Friday, June 20, 2014

a bit of topcoder: SRM 625 Div II 500

Problem Statement:
Incrementing Sequence

Summary:
Given a set of numbers \(S\) of size \(N\), and an integer \(k\), determine whether we can transform \(S\) to set containing integer \(1\) to \(N\) by adding multiples of \(k\) to element of \(S\).

I've just figured out how to solve this problem (and it is really just too late) but well, practice makes perfect :D

The idea is that if we sort \(S\), we need to check the following conditions hold:
1. The last element of \(S\) (which is the maximum element) must not exceed \(N\)
2. If \(S\) can be transformed into \({1,2,\ldots,N}\), that means there is an element \(a_i\) in \(N\) such that addition of \(k\) to \(a_i\) equals to \(N\). In other words, \(a_i \equiv N \bmod{k}\).

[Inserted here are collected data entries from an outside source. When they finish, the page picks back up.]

PR #3274, opened 2024-03-08
update to STICS wrappers to use stics R packages

istfer:
## Review Time Estimate

- [ ] Immediately
- [ ] Within one week
- [X] When possible

## Types of changes

## Checklist:


base/db/R/dbfiles.R
```diff
@@ -43,10 +43,10 @@ dbfile.input.insert <- function(in.path, in.prefix, siteid, startdate, enddate,
                                 parentid = NA, con, hostname = PEcAn.remote::fqdn(), allow.conflicting.dates = FALSE, ens = FALSE) {
   name <- basename(in.path)
   hostname <- default_hostname(hostname)
-
+
```
infotroph, line 46: Looks like all the changes to this file are adding trailing whitespace -- can it be dropped from the PR?

models/stics/inst/prof.mod
```diff
@@ -0,0 +1,4 @@
+2
```
infotroph, line 1: I'm guessing this filename is set by Stics and not under our control, but if it can be changed: I'm used to assuming `*.mod` are compiled Fortran modules that should be deleted any time I want a clean compilation. Is there a risk of someone naively trying something like `find pecan/ -name '*.mod' -delete` and then wondering why Stics broke?

infotroph (approved):

models/stics/R/write.config.STICS.R
```diff
@@ -54,65 +159,1017 @@ write.config.STICS <- function(defaults, trait.values, settings, run.id) {
...
+    # skipping the other parameters related to this switch, they don't seem influential, at least on NPP and LAI
+    # potgermi: soil water potential under which seed imbibition is impeded
+    # nbjgerlim: maximum number of days after grain imbibition allowing full germination
+    # propjgermin: minimal proportion of the duration nbjgerlim when the temperature is higher than the temperature threshold Tdmax
+    
+    
+    # parameter of the curve of coleoptile elongation
+    if ("belong" %in% pft.names) { 
+      SticsRFiles::set_param_xml(plant_file, "belong", pft.traits[which(pft.names == "belong")], overwrite = TRUE)
+    }
```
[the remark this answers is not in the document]
istfer: the idea was to change these STICS specific names (e.g. `belong`) to more generic Bety names in the future, but it's a bit of a wishful thinking :) 

Also writing param names out explicitly helps keep track of the "overwritten" variables and gives a bit more specific control over what to pass via the priors dataframe

models/stics/inst/prof.mod
istfer: yes the filename is what STICS expects and I'm not sure if it can be changed. Stics will break for many other reasons before it comes to this 😄 but joking aside, Stics writes out error logs and I'm sure it will say that it cannot find `X.mod` file in such a case, which should help find the cause

Issue #249, opened 2026-01-23
[examples] `ponca_binding` fails due to buffer overflow error


Me-k-01:
On current master branch, the `examples/cpp/ponca_binding.cpp` example fails.

- With **Linux Ubuntu 24.04** using docker `nvidia/cuda:12.6.0-devel-ubuntu24.04` in debug and release, received output error :
```sh
*** buffer overflow detected ***: terminated
Aborted (core dumped)
```

- With **Linux 6.17.13-1-MANJARO (64-bit)** in debug and release, received output error : 
```sh
malloc(): corrupted top size

Process finished with exit code 134 (interrupted by signal 6:SIGABRT)
```

PR #250, opened 2026-01-26
[examples] Fix `ponca_binding`

### LINKED ISSUE #254: [spatialPartitioning] KdTree's `DefaultConverter` doesn't work with `PointPositionNormalLateBinding`
The default point converter function doesn't work with the `PointPositionNormalLateBinding` Datatype (from PR #220). 

The compiler is trying to convert the PointData type using the `DefaultConverter` but fails. The linter of CLion states the following : 

```sh
std::is_copy_assignable<Ponca::PointPositionNormalLateBinding<float, 3>>::value': type is not assignable
```

And the compiler states the following : 
```sh
/usr/include/c++/10/bits/stl_algobase.h:422:39: error: static assertion failed: type is not assignable
  422 |    static_assert( __assignable::type::value, "type is not assignable" );
```

This is probably caused by the transform code that gets executed at line 160 of the kdTree.h file, because when trying to use a custom converter, the program compiles and run normally, e.g. :

```cpp
KdTreeDense<DataPointBinding> tree;
tree.build(std::forward<std::vector<DataPointBinding>>(points), [](auto&& inputPointContainer, auto& internalPointContainer) {
        internalPointContainer = std::forward<decltype(inputPointContainer)>(inputPointContainer);
});
```

So we can assume that the expression `constexpr (std::is_same<InputContainer, PointContainer>::value)` is false for this DataType, even through it shouldn't be.

Me-k-01:
Fix `ponca_binding` example by solving bad memory management.

# Changes made by this PR

- [x] Resolve issue #249
- [x] Add a binding datatype test to the CI to prevent regression
- [x] Add a `is_copy_assignable_v` check in the KdTree DefaultConverter function to make the KdTree compatible with the alternative Point Binding Data Types introduced by this PR (Fix #254)

### DIFF
--- a/CHANGELOG
+++ b/CHANGELOG
@@ -16,10 +16,12 @@ Current head (v.2.0.alpha1 RC)
 - Tests
     - [all] Speed up tests in coverage mode (#236)
     - [common] Use common point type and point generation methods (#248, #220)
+    - [ci] Add binding datatype test to prevent regression (#250)
 
 - Examples
     - [nanoflann] Fix broken include directives (#236)
     - [common] Use common point type and point generation methods (#248)
+    - [examples] Fix `ponca_binding` buffer overflow error (#250)
 
 - CI/Actions
     - Add coverage report for Pull Requests (#236, #245, #245)


Me-k-01:
@nmellado Ready for review
/!\ Needs to be rebased with master once #220 is merged /!\

Me-k-01:
This PR is now up to date with master, and the suggested changes were made.

It is now ready for review @nmellado.

PR #90, opened 2023-06-13
Add RimlsPlaneFit

AntoineLafon:
This PR add a new fitting method based on the RIMLS.

PR #271, opened 2026-03-10
RIMLS Basket compute function

BDoignies:
Hi,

A greedy algorithm which picks the largest element in \(S\) which satisfies the above conditions allows us to carry out such transformation:

string canItBeDone(int k, vector<int> A) {
   sort(A.begin(),A.end());
   while(!A.empty()){
      int N=A.size();
      if(A[N-1]>N)return "IMPOSSIBLE";
      int j=N-1;
      while((A[j]-N)%k!=0) {
         --j;
         if (j==-1) return "IMPOSSIBLE";
      }
      A.erase(A.begin()+j);
   }
   return "POSSIBLE";
}
This algorithm takes roughly \(O(N^2)\) depending on the data structure used.